- _EXERCISE PROMPT_
Return all of the entries exactly as written.

Dataset entries:

###

PR #879, opened 2024-03-04
Small PR: Fix links in CONTRIBUTING.md

fflorent:
- the link to the translation guide was wrong
 - grist-help: redirect to the README file through the anchor so visitors may understand better why they land to this separate project.

The second point is just a proposal that I may revert, I am not 100% sure what is the best


paulfitz (approved):
Thank you @fflorent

###

- _RESPONSE TO THIS EXERCISE_
PR #879, opened 2024-03-04
Small PR: Fix links in CONTRIBUTING.md

fflorent:
- the link to the translation guide was wrong
 - grist-help: redirect to the README file through the anchor so visitors may understand better why they land to this separate project.

The second point is just a proposal that I may revert, I am not 100% sure what is the best


paulfitz (approved):
Thank you @fflorent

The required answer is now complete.